Table of Contents
Fetching ...

Auto-encoding Molecules: Graph-Matching Capabilities Matter

Magnus Cunow, Gerrit Großmann

TL;DR

This work tackles the challenge of autoencoding molecular graphs by focusing on permutation-invariant reconstruction and decoding from latent space. It introduces a transformer-based one-shot graph decoder and a differentiable graph-matching loss to provide strong, permutation-aware gradient signals, enabling improved de novo molecule generation. Empirical results on QM9 show that higher-precision graph matching yields faster training convergence and better generation metrics (validity, uniqueness, novelty), with optimal matching consistently outperforming near-optimal alternatives. The study also discusses scalability constraints due to permutation explosion and outlines directions for improving data efficiency and applying graph-matching ideas to larger graphs. Overall, the paper demonstrates that matching quality is a key driver of both learning dynamics and generation quality in graph VAEs for molecules.

Abstract

Autoencoders are effective deep learning models that can function as generative models and learn latent representations for downstream tasks. The use of graph autoencoders - with both encoder and decoder implemented as message passing networks - is intriguing due to their ability to generate permutation-invariant graph representations. However, this approach faces difficulties because decoding a graph structure from a single vector is challenging, and comparing input and output graphs requires an effective permutation-invariant similarity measure. As a result, many studies rely on approximate methods. In this work, we explore the effect of graph matching precision on the training behavior and generation capabilities of a Variational Autoencoder (VAE).
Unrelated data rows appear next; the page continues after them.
Issue #1322, opened 2019-09-24
Closing SQL editor doesn't close associated results editor


Charles-Gagnon:
1. Execute query so that results editor appears
2. Close original SQL editor

Results editor stays open and must be manually closed as well

PR #1579, opened 2020-01-29
Close results when closing associated editor

abist:
Fixes https://github.com/microsoft/vscode-mssql/issues/1322

### DIFF
--- a/src/models/sqlOutputContentProvider.ts
+++ b/src/models/sqlOutputContentProvider.ts
@@ -294,6 +294,7 @@ export class SqlOutputContentProvider {
                 value.timeout = this.setRunnerDeletionTimeout(key);
             }
         }
+        this.closeResultsTab(doc.uri.toString());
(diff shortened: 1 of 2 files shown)


src/models/sqlOutputContentProvider.ts
```diff
@@ -403,6 +403,16 @@ export class SqlOutputContentProvider {
...
     }
 
+    /**
+     * Closes the associated results tab when a query editor is closed
+     */
+    public closeResultsTab(uri: string): void {
+        let controller = this._panels.get(uri);
+        controller.dispose();
+        this._panels.delete(uri);
+        this._queryResultsMap.delete(uri);
```
Charles-Gagnon: Is this not being called properly? https://github.com/microsoft/vscode-mssql/blob/master/src/models/sqlOutputContentProvider.ts#L285

PR #1596, opened 2020-02-18
Remove all custom events

Charles-Gagnon:


abist:
Why are we removing these?

Issue #1591, opened 2020-01-31
Extension has a lot of output channels


Charles-Gagnon:
I'm seeing 4 separate channels, which seems like too many (at the very least the duplicate MSSQL one shouldn't be there)

![image](https://user-images.githubusercontent.com/28519865/73576011-4ed52f80-442e-11ea-90d7-75f405b75bb4.png)

PR #1599, opened 2020-02-20
Merge output channels to one MSSQL output channel

abist:
Fixes https://github.com/microsoft/vscode-mssql/issues/1591


src/prompts/adapter.ts
```diff
@@ -19,9 +19,7 @@ export default class CodeAdapter implements IPrompter {
     constructor(
         private vscodeWrapper: VscodeWrapper
     ) {
-        // TODO Decide whether output channel logging should be saved here?
-        this.outChannel = this.vscodeWrapper.createOutputChannel(Constants.outputChannelName);
-        // this.outChannel.clear();
+        this.outChannel = this.vscodeWrapper.outputChannel;
```
Charles-Gagnon: I'm not understanding how this is removing any channels. Both this and the vscodeWrapper were using the same channel name - MSSQL

Charles-Gagnon: Oh this is just getting rid of the duplicate MSSQL one. Ok, that's fine. I'm not sure what the standard is for extensions contributing channels, but 3 seems like a lot for a single extension. The SqlToolsService initialization errors in particular seem like something that would be better to just have in a log file or something instead - that's rarely going to be something users need/want to check.

abist: It's always been like this, and I don't want to make a change unless we got a customer issue about it since the users are probably used to it. The duplicate `MSSQL` was clearly a bug however.

Issue #1585, opened 2020-01-31
Can't run queries with profiles made from connection strings


Charles-Gagnon:
1. Create new profile from connection string
2. Close VS Code
3. Re-open and select New Query from that profile
4. The query window never connects, and trying to run a query with that profile results in this in the console log

![image](https://user-images.githubusercontent.com/28519865/73568205-cd28d600-441c-11ea-9e81-51ead2942871.png)

PR #1600, opened 2020-02-21
Fix connection to connection string based credentials

abist:
Fixes https://github.com/microsoft/vscode-mssql/issues/1585


src/objectExplorer/objectExplorerUtils.ts
```diff
@@ -32,6 +32,11 @@ export class ObjectExplorerUtils {
 
     public static getNodeUriFromProfile(profile: IConnectionProfile): string {
         let uri: string;
+        if (profile.connectionString) {
+            let fields = profile.connectionString.split(';').filter(s => !s.toLowerCase().includes('password'));
```
Charles-Gagnon: Edge case - but what if the password contains a semi-colon? Reading around it seems like {} is used to escape it (and then double up }'s to escape those). 

Might be worth looking into a library to do this for you. I'm not a huge fan of adding dependencies for one small edge case but possibly you could at least see what they do and handle it the same way.

abist: Will add additional logic for edge case in a separate PR

Issue #1606, opened 2020-02-25
Refreshing OE right after creating object does not show new object


abist:
Steps to repro -

1. Create/drop a new database/table.
2. Refresh the parent (or any node) up in the OE hierarchy.

Expected - New object should appear or be removed from the OE.
Actual - Nothing happens

PR #1607, opened 2020-02-25
Fix refresh mechanism to not use current node

abist:
Remove the old `currentNode` mechanism to refresh a node, and use the node directly when right clicking. 

Fixes https://github.com/microsoft/vscode-mssql/issues/1606

### DIFF
--- a/src/objectExplorer/objectExplorerService.ts
+++ b/src/objectExplorer/objectExplorerService.ts
@@ -467,8 +467,11 @@ export class ObjectExplorerService {
             sessionId: node.sessionId,
             nodePath: node.nodePath
         };
-        await this._connectionManager.client.sendRequest(RefreshRequest.type, refreshParams);
-        return this._objectExplorerProvider.refresh(undefined);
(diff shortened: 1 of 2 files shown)


src/objectExplorer/objectExplorerService.ts
```diff
@@ -467,8 +467,11 @@ export class ObjectExplorerService {
             sessionId: node.sessionId,
             nodePath: node.nodePath
         };
-        await this._connectionManager.client.sendRequest(RefreshRequest.type, refreshParams);
-        return this._objectExplorerProvider.refresh(undefined);
+        let response = await this._connectionManager.client.sendRequest(RefreshRequest.type, refreshParams);
+        if (response) {
+            this._treeNodeToChildrenMap.delete(node);
```
Charles-Gagnon: Why are you adding this? It's not clear how this is tied to your changes.

abist: It's not needed, but good to have

Issue #1613, opened 2020-02-27
Disconnected server in OE with no firewall rule doesn't show popup


abist:
There was a regression where connecting to existing disconnected server wouldn't pop up a Firewall Rule dialog. 

Steps to repro -
1. Add server with no firewall rule to OE.
2. Add firewall rule using the extension.
3. Disconnect the server.
4. Remove the firewall rule from the portal.
5. Re-connect to server in the extension.

Expected - Firewall rule dialog should show up.
Actual - Only the firewall error pops up.

PR #1614, opened 2020-02-27
Fix firewall issue for disconnected server

abist:
Fixes https://github.com/microsoft/vscode-mssql/issues/1613

This was a regression when connecting to an existing connection in OE which doesn't have firewall rule set up.

### DIFF
--- a/src/objectExplorer/objectExplorerService.ts
+++ b/src/objectExplorer/objectExplorerService.ts
@@ -293,6 +293,10 @@ export class ObjectExplorerService {
 
     async getChildren(element?: TreeNodeInfo): Promise<vscode.TreeItem[]> {
         if (element) {
+            // set current node for very first expansion of disconnected node
+            if (this._currentNode !== element) {
+                this._currentNode = element;
+            }
             // get cached children
             if (this._treeNodeToChildrenMap.has(element)) {
                 return this._treeNodeToChildrenMap.get(element);


src/objectExplorer/objectExplorerService.ts
```diff
@@ -293,6 +293,10 @@ export class ObjectExplorerService {
 
     async getChildren(element?: TreeNodeInfo): Promise<vscode.TreeItem[]> {
         if (element) {
+            // set current node for very first expansion of disconnected node
```
Charles-Gagnon: So the comment isn't really accurate since it'll do this for every single node that children are requested of. So would be preferable to update that.

But in general - how is this fixing the issue? You set the currentNode whenever a new item is selected in the tree - is that not happening when expanding a node? I would expect it would since it does actually select the node it expands.

abist: @Charles-Gagnon The issue is that it does set the current node, but that's after the `getChildren` call, which needs its value.

Charles-Gagnon: Where is it using the currentNode that's failing? You have the "current" node already (element param) so why wouldn't you just be using that like the rest of the getChildren method is doing?

abist: @Charles-Gagnon That's exactly the issue. When a node with a command is clicked or right clicked for context menu, we get the node parameter. This is the case where there's a collapsed disconnected server, which when clicked on goes to the `getChildren` call from the provider. 

Now, when there's a failure (firewall rule in this case), it goes here - https://github.com/microsoft/vscode-mssql/pull/1614/files#diff-9401975d07f4df26ce1df2d776b8c746R105

Since object explorer gives notifications about sessions instead of callbacks. Now, at this point, the current node isn't set, and hence this fails. The fix addresses this issue.

Issue #1499, opened 2019-11-14
NULL values show as link in XML columns


kburtram:
- MSSQL Extension Version: 1.7.1

Steps to Reproduce:

1. Run a query with XML columns where some values are null.  For example, the below query with AdventureWorks2014 sample.

```SQL
SELECT [CatalogDescription] ,[Instructions]
FROM [AdventureWorks2014].[Production].[ProductModel]
```

Expected: NULL values are not links

Actual: NULL values are links. Clicking opens untitled doc with text `NULL` in it.

![image](https://user-images.githubusercontent.com/599935/68897605-b5299c00-06e2-11ea-85f6-6f5a3520b4e4.png)

PR #1621, opened 2020-02-28
Remove link for NULL cells of type XML

abist:
Fixes https://github.com/microsoft/vscode-mssql/issues/1499


src/views/htmlcontent/src/js/components/app.component.ts
```diff
@@ -656,7 +660,7 @@ export class AppComponent implements OnInit, AfterViewChecked {
     /**
      * Format all text to replace all new lines with spaces and performs HTML entity encoding
      */
-    textFormatter(row: number, cell: any, value: any, columnDef: any, dataContext: any): string {
+    static textFormatter(row: number, cell: any, value: DbCellValue, columnDef: any, dataContext: any): string {
```
abist: Had to make it static because slickgrid doesn't have reference to `this` or `self`

PR #1625, opened 2020-03-03
Fix results resizing when resizing the window

abist:
This PR fixes double scrollbars to appear when resizing the whole VSCode window. The old PR https://github.com/microsoft/vscode-mssql/pull/1559/files only fixed issues with resizing using the resizing handle and toggling the results and messages pane.

### DIFF
--- a/src/views/htmlcontent/src/js/components/app.component.ts
+++ b/src/views/htmlcontent/src/js/components/app.component.ts
@@ -827,9 +827,8 @@ export class AppComponent implements OnInit, AfterViewChecked {
      * Resizes the results pane
      */
     resizeResults(): void {
-        const self = this;
         let scrollableHeight = $('.results.vertBox.scrollable').get(0).clientHeight;
-        $('.horzBox').get(0).style.height = `${scrollableHeight - self._resultsPaneBoundary}px`;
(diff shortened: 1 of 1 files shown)


src/views/htmlcontent/src/js/components/app.component.ts
```diff
@@ -138,7 +142,7 @@ export class AppComponent implements OnInit, AfterViewChecked {
     private selectionModel = 'DragRowSelectionModel';
     private slickgridPlugins = ['AutoColumnSize'];
     private _rowHeight = 29;
-    private _resultsPaneBoundary = 2;
+    private _resultsPaneBoundary = 22;
```
abist: This was a bug

src/views/htmlcontent/src/js/components/app.component.ts
```diff
@@ -817,6 +823,16 @@ export class AppComponent implements OnInit, AfterViewChecked {
         });
     }
 
+    /**
+     * Resizes the results pane
+     */
+    resizeResults(): void {
+        const self = this;
```
kburtram: not sure why we need to add self in this case, since we're not using any lambdas or callbacks.  Also inconsistent self\this usage below.

PR #1630, opened 2020-03-04
fix: string highlighting containing escaped characters

sukano:
Issue : When a string enclose by single quote contains an escaped single quote, the higlight of the string stop at the escaped single quote and not at the end of the string (show below).

image

### DIFF
--- a/syntaxes/SQL.plist
+++ b/syntaxes/SQL.plist
@@ -654,7 +654,7 @@
 					<key>comment</key>
 					<string>this is faster than the next begin/end rule since sub-pattern will match till end-of-line and SQL files tend to have very long lines.</string>
 					<key>match</key>
-					<string>(N)?(')[^']*(')</string>
+					<string>(N)?(')(?:[^'\\]|\\.)*(')</string>
 					<key>name</key>
 					<string>string.quoted.single.sql</string>
 				</dict>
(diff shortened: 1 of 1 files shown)


abist:
@sukano Thanks for opening this PR! Looks good to me!

gontadu:
It seems the issue still exists - and I didn;t have the issue in 1.8.0
The string below:
select REPLACE(SES.LOGIN_NAME,'UNIZA\','') AS LOGIN_NAME

doesn't highlight properly:
image

If the \ is removed then it seems fine:
image

This suggests there is some incorrect recognition of escape characters here.

sukano:
@gontadu can you test with `select REPLACE(SES.LOGIN_NAME,'UNIZA','*****') AS LOGIN_NAME` and provide a print Screen.

thanks.

AO-TERRA:
I am also seeing the same behaviour as @gontadu 
As seen here:
Code_16-03_16-42-38

In longer code especially if this occurs near the top it renders the rest of the code completely as a string (brown colouring). 
I have confirmed that reverting back the V1.8.0 of the extension will fix the issue.

gontadu:
> @gontadu can you test with `select REPLACE(SES.LOGIN_NAME,'UNIZA','*****') AS LOGIN_NAME` and provide a print Screen.
> 
> thanks.

This seems to be fine.
image

PR #626, opened 2023-09-04
Add .readthedocs.yaml (V2) configuration file

leocardao:
We do not support the latest versions of sphinx (at least sphinx v7.2.5).

Currently, we have forced readthedoc to use the latest version of sphinx
known to work with e3-core: v5.3.0.

### DIFF
--- a/.readthedocs.yaml
+++ b/.readthedocs.yaml
@@ -1,0 +1,19 @@
+# Read the Docs configuration file for Sphinx projects
+# See https://docs.readthedocs.io/en/stable/config-file/v2.html for details
+version: 2
+
+# Set the OS, Python version and other tools you might need.
+# OS can only be: ubuntu-20.04, ubuntu-22.04.
+build:
+  os: ubuntu-22.04
+  tools:
+    python: "3.11"
+
+sphinx:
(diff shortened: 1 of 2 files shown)


.readthedocs.yaml
```diff
@@ -0,0 +1,19 @@
+# Read the Docs configuration file for Sphinx projects
+# See https://docs.readthedocs.io/en/stable/config-file/v2.html for details
+version: 2
+
+# Set the OS, Python version and other tools you might need.
+# OS can only be: ubuntu-20.04, ubuntu-22.04
+build:
+  os: ubuntu-22.04
+  tools:
+    python: "3.9"
```
enzbang, line 10: I think you can use a more recent version, e.g. 3.11

leocardao: Done

leocardao:
> Do we have a way to test that ? If I get it ok, it is a readthedocs service which builds our doc. Build the doc with sphinx, or through tox seems ok (even if it has some errors).

you can see a "CI" here: https://readthedocs.org/projects/e3-core/builds/

enzbang (approved):

PR #627, opened 2023-09-05
Handle star ending requirements in pypi add_constraint

pierretr:
Some packages like google-api-client can have requirements that discard all micro versions of a package for a given major and minor version. This is the case of the google-api-client package (v 2.97) which for example requires google-api-core!=2.1.*.

### DIFF
--- a/tests/tests_e3/python/main_test.py
+++ b/tests/tests_e3/python/main_test.py
@@ -3,9 +3,11 @@ from e3.python.wheel import Wheel
 from e3.os.process import Run
 from e3.sys import python_script
 from e3.fs import mkdir
-from e3.python.pypi import PyPIClosure
+from e3.python.pypi import PyPIClosure, PyPIError
+
 import yaml
 import os
+import pytest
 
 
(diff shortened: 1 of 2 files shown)


tests/tests_e3/python/main_test.py
```diff
@@ -103,3 +105,46 @@ def test_pypi_closure_tool():
...
+    with PyPIClosure(
+        python3_version=10,
+        platforms=[
+            "x86_64-linux",
+        ],
+        cache_dir=".cache",
+        cache_file=".pypi.cache",
+    ) as pypi:
+        pypi.add_wheel(wheel1.path)
+        pypi.add_wheel(wheel3.path)
```
grouigrokon, line 148: I may be wrong, but I would say `wheel2`, then `wheel3`. Here, `src1` is added twice (which I guess is ok), but `src2` is not part of the wheel ?

pierretr: You're right. That's fixed.

PR #628, opened 2023-09-08
Update VCS ignore list

leocardao:


src/e3/fs.py
```diff
@@ -549,6 +549,9 @@ def splitall(path: str) -> tuple[str, ...]:
     ".gitreview",
     ".mailmap",
     ".idea",
+    ".python-version",
```
grouigrokon, line 552: What about `.flake8`. It does not contain any important data, but does it belong to the package ?

pierretr: `.github` could also be added to the list.

leocardao: @grouigrokon For .flake8 I don't think so, we provide the sources, for me that's part of it.

.github added.

Sorry for the delay, this PR was totally off my radar.

grouigrokon (approved):

Issue #630, opened 2023-09-13
Add a new kind of qualifier: key_set qualifiers


JulienBortolussiAda:
Some qualifiers are actually expecting a list of value.

The current work around is to use key_value qualifier without choices and then to the parsing in the spec.

key_set qualifier will handle semi-column (";") separated list of values. The value will appears ordered in the build_space name.

grouigrokon:
BTW, ";" is semi-column. "," is comma :)

PR #633, opened 2023-09-19
Add support for key_set qualifier

JulienBortolussiAda:
key_set qualifiers expect semi-colon separated list as value.

#630

### DIFF
--- a/src/e3/anod/qualifiers_manager.py
+++ b/src/e3/anod/qualifiers_manager.py
@@ -68,7 +68,7 @@ class QualifierDeclaration(metaclass=abc.ABCMeta):
         )
 
     @property
-    def default(self) -> str | bool | None:
+    def default(self) -> str | bool | frozenset[str] | None:
         """Return default value for qualifier.
 
         :return: if None is returned it means the qualifier has not
@@ -77,11 +77,13 @@ class QualifierDeclaration(metaclass=abc.ABCMeta):
         return None  # all: no cover
 
     @abc.abstractmethod
-    def value(self, value: str | bool) -> str | bool:
-        """Validate qualifier value and return the effective one."""
+    def value(self, value: str) -> str | bool | frozenset[str]:
+        """Compute the value of qualifier given the use input."""
 
     @abc.abstractmethod
-    def repr(self, value: str | bool, hash_pool: list[str] | None) -> str:
+    def repr(
+        self, value: str | bool | frozenset[str], hash_pool: list[str] | None
+    ) -> str:
         """Compute a string representation of a qualifier.
 
         :param value: the effective value associated with the qualifier
@@ -140,12 +142,14 @@ class KeyValueDeclaration(QualifierDeclaration):
         self._default = default
 
     @property
-    def default(self) -> str | bool | None:
+    def default(self) -> str | bool | frozenset[str] | None:
         """See QualifierDeclaration.default."""
         return self._default
 
-    def value(self, value: str | bool) -> str | bool:
+    def value(self, value: str) -> str | bool | frozenset[str]:
         """See QualifierDeclaration.value."""
+        if not isinstance(value, str):
+            raise AnodError("Key value qualifiers can only parse a string value.")
         if self.choices is not None and value not in self.choices:
             choices_str = ", ".join((f"'{choice}'" for choice in self.choices))
             raise AnodError(
@@ -154,10 +158,13 @@ class KeyValueDeclaration(QualifierDeclaration):
             )
         return value
 
-    def repr(self, value: str | bool, hash_pool: list[str] | None) -> str:
+    def repr(
+        self, value: str | bool | frozenset[str], hash_pool: list[str] | None
+    ) -> str:
         """See QualifierDeclaration.repr."""
         if not value:
-            # An empty value for tag value should lead to an empty representation
+            # An empty value for a key_value qualifier should lead to an empty
+            # representation
             str_repr = ""
         elif (
             value == self.default
@@ -173,8 +180,9 @@ class KeyValueDeclaration(QualifierDeclaration):
             list_repr = []
             if not self.repr_omit_key:
                 list_repr.append(self.repr_name)
-            if value:
-                list_repr.append(str(value))
+
+            # value as been checked early on
+            list_repr.append(str(value))
 
             # And join them with a dash.
             str_repr = "-".join(list_repr)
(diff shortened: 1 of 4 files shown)


JulienBortolussiAda:
Maybe I could add a way to set the separator

src/e3/anod/qualifiers_manager.py
```diff
@@ -219,6 +227,122 @@ def repr(self, value: str | bool, hash_pool: list[str] | None) -> str:
...
+            description=description,
+            repr_in_hash=repr_in_hash,
+            repr_name=repr_name,
+        )
+        self.repr_omit_key = repr_omit_key
+
+        # Check if the default is valid
+        default_values: frozenset[str] | None = None
+        if default is not None:
+            default_values = frozenset(default.split(";"))
```
liaiss, line 266: Define a constant for the ; separator, it should make things more understandable

src/e3/anod/qualifiers_manager.py
```diff
@@ -219,6 +227,122 @@ def repr(self, value: str | bool, hash_pool: list[str] | None) -> str:
...
+
+        return value_set
+
+    def repr(
+        self, value: str | bool | frozenset[str], hash_pool: list[str] | None
+    ) -> str:
+        """See QualifierDeclaration.repr."""
+        assert isinstance(value, frozenset)
+        if not value:
+            # An empty value for tag value should lead to an empty representation
```
liaiss, line 317: it seems that the comment is not corresponding the key_set case here

src/e3/anod/qualifiers_manager.py
```diff
@@ -436,6 +564,63 @@ def declare_key_value_qualifier(
...
+        if not test_only or self.anod_instance.kind == "test":
+            self.qualifier_decls[name] = KeySetDeclaration(
+                origin=self.origin,
+                name=name,
+                description=description,
+                repr_name=repr_alias,
+                repr_in_hash=repr_in_hash,
+                default=default,
+                choices=choices,
+                repr_omit_key=repr_omit_key,
```
liaiss, line 621: I don't understand the condition, here. What I read not test_only means all the case or test, so I don't understand why you do this check?

src/e3/anod/qualifiers_manager.py
JulienBortolussiAda: Done

src/e3/anod/qualifiers_manager.py
```diff
@@ -219,6 +228,125 @@ def repr(self, value: str | bool, hash_pool: list[str] | None) -> str:
...
+        super().__init__(
+            origin=origin,
+            name=name,
+            description=description,
+            repr_in_hash=repr_in_hash,
+            repr_name=repr_name,
+        )
+        self.repr_omit_key = repr_omit_key
+
+        self.separator = ";"
```
liaiss, line 264: Even if an attribute is better, we should define a constant for ";", for example SEMI_COLON_SEPARATOR

JulienBortolussiAda: At the class level then ? I doesn't think it make any sens outside of it.

I went for an instance attribute so that we can choose to let the user select his separator later on.

src/e3/anod/qualifiers_manager.py
```diff
@@ -140,12 +142,13 @@ def __init__(
...
     @property
-    def default(self) -> str | bool | None:
+    def default(self) -> str | None:
         """See QualifierDeclaration.default."""
         return self._default
 
-    def value(self, value: str | bool) -> str | bool:
+    def value(self, value: str | bool | frozenset[str]) -> str:
         """See QualifierDeclaration.value."""
+        assert isinstance(value, str)
```
Nikokrock, line 151: Raise an Anod Error rather than an assert

src/e3/anod/qualifiers_manager.py
```diff
@@ -140,12 +142,13 @@ def __init__(
         self._default = default
 
     @property
-    def default(self) -> str | bool | None:
+    def default(self) -> str | None:
```
Nikokrock, line 145: Keep the same signature as the parent class

src/e3/anod/qualifiers_manager.py
```diff
@@ -219,6 +228,125 @@ def repr(self, value: str | bool, hash_pool: list[str] | None) -> str:
...
+class KeySetDeclaration(QualifierDeclaration):
+    def __init__(
+        self,
+        origin: str,
+        name: str,
+        description: str,
+        repr_in_hash: bool = False,
+        repr_name: str | None = None,
+        repr_omit_key: bool = False,
+        default: str | None = None,
```
Nikokrock, line 240: default should be a set

src/e3/anod/qualifiers_manager.py
Nikokrock: Move the declaration at class level. We don't want to support various possibility

src/e3/anod/qualifiers_manager.py
```diff
@@ -219,6 +228,125 @@ def repr(self, value: str | bool, hash_pool: list[str] | None) -> str:
...
+                    raise AnodError(
+                        f"{self.origin}: In '{self.name}', default value(s) "
+                        f"({wrong_values_str}) should be in ({choices_str})"
+                    )
+
+        self.choices = choices
+        self._default = default_values
+
+    @property
+    def default(self) -> frozenset[str] | None:
```
Nikokrock, line 287: Use same signature as root class

src/e3/anod/qualifiers_manager.py
Nikokrock: I think it's ok

src/e3/anod/qualifiers_manager.py
```diff
@@ -219,6 +229,118 @@ def repr(self, value: str | bool, hash_pool: list[str] | None) -> str:
...
+        self._default: frozenset[str] | None = (
+            frozenset(default) if default is not None else None
+        )
+
+    @property
+    def default(self) -> str | bool | frozenset[str] | None:
+        """See QualifierDeclaration.default."""
+        return self._default
+
+    def value(self, value: str | bool | frozenset[str]) -> str | bool | frozenset[str]:
```
Nikokrock, line 291: there is no case in which a frozen set is accepted as input

JulienBortolussiAda: I have also remove bool for the same reason. If I missed something, let me know.

Nikokrock (approved):

PR #634, opened 2023-09-20
e3.diff.patch raise EmptyDiffError when doing nothing

JulienBortolussiAda:
Raise a specialize error when e3.diff.patch do nothing. These can happen when all the patched file are discarded.

### DIFF
--- a/src/e3/diff.py
+++ b/src/e3/diff.py
@@ -16,6 +16,17 @@ logger = e3.log.getLogger("diff")
 
 
 class DiffError(e3.error.E3Error):
+    """Error returned when the patch command fails."""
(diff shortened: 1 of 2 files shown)


src/e3/diff.py
```diff
@@ -19,6 +19,10 @@ class DiffError(e3.error.E3Error):
     pass
 
 
+class EmptyDiffError(DiffError):
```
Nikokrock, line 22: Add a docstring

JulienBortolussiAda: Done

liaiss (approved):

PR #636, opened 2023-09-22
Use Specifier class to check version constraints

adanaja:
Package.add_constraint implements its own way to check for version constraints, while packaging.specifiers.Specifier can be used


grouigrokon:
The `packaging` module is external to `python`. Would the `requirements.txt` (or `setup.py` here) need an update ?

PR #639, opened 2023-10-04
Fix doc build failure

leocardao:
Last time, the doc build failed because rtd was not fully supported by Sphinx7. (See: [https://github.com/readthedocs/sphinx_rtd_theme/issues/1463](https://github.com/readthedocs/sphinx_rtd_theme/issues/1463))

Our contribution is two-fold: (1) we propose a transformer-based message passing graph decoder as an alternative to a graph neural network decoder, that is more robust and expressive by leveraging global attention mechanisms. (2) We show that the precision of graph matching has significant impact on training behavior and is essential for effective de novo (molecular) graph generation. Code is available at https://github.com/mcunow/graph-matching

Auto-encoding Molecules: Graph-Matching Capabilities Matter

TL;DR

This work tackles the challenge of autoencoding molecular graphs by focusing on permutation-invariant reconstruction and decoding from latent space. It introduces a transformer-based one-shot graph decoder and a differentiable graph-matching loss to provide strong, permutation-aware gradient signals, enabling improved de novo molecule generation. Empirical results on QM9 show that higher-precision graph matching yields faster training convergence and better generation metrics (validity, uniqueness, novelty), with optimal matching consistently outperforming near-optimal alternatives. The study also discusses scalability constraints due to permutation explosion and outlines directions for improving data efficiency and applying graph-matching ideas to larger graphs. Overall, the paper demonstrates that matching quality is a key driver of both learning dynamics and generation quality in graph VAEs for molecules.

Abstract

Autoencoders are effective deep learning models that can function as generative models and learn latent representations for downstream tasks. The use of graph autoencoders - with both encoder and decoder implemented as message passing networks - is intriguing due to their ability to generate permutation-invariant graph representations. However, this approach faces difficulties because decoding a graph structure from a single vector is challenging, and comparing input and output graphs requires an effective permutation-invariant similarity measure. As a result, many studies rely on approximate methods. In this work, we explore the effect of graph matching precision on the training behavior and generation capabilities of a Variational Autoencoder (VAE). Our contribution is two-fold: (1) we propose a transformer-based message passing graph decoder as an alternative to a graph neural network decoder, that is more robust and expressive by leveraging global attention mechanisms. (2) We show that the precision of graph matching has significant impact on training behavior and is essential for effective de novo (molecular) graph generation. Code is available at https://github.com/mcunow/graph-matching

Paper Structure

This paper contains 22 sections, 4 equations, 3 figures, 1 table.

Figures (3)

  • Figure 1: Schematic overview of our molecular representation. (a) Example molecule: methyl isocyanate. (b) Molecules are represented as fully-connected graph, where atoms, bonds and the absence of bonds between atoms are represented as nodes. Dotted lines indicate the introduction of edges for non-existing molecular bonds. (c) Our internal feature representation matrix $X$, where the first column represents the type of the node (i.e., atom or bond). The remaining columns encode either the atom type (C, H, O, N, F) or the bond type (no bond, single, aromatic, double, triple). Source: grossmanndiscriminator.
  • Figure 2: Permutation-invariant graph matching loss for graph autoencoders. The approach consists of two steps: (1) Compute the best alignment between the input graph $G$ and the reconstructed probabilistic graph $\hat{G}$ by finding the optimal permutation with respect to a given (not necessarily differentiable) distance measure $d$. (2) Use the optimal permutation from the first step to compute the reconstruction loss $L_{rec}$ and backpropagate gradients, as indicated by the purple arrow.
  • Figure 3: Comparison of training behavior and generation capabilities, evaluated by graph matching quality. A baseline is also included, using no matching at all, a simple graph statistics loss and a GNN-based loss.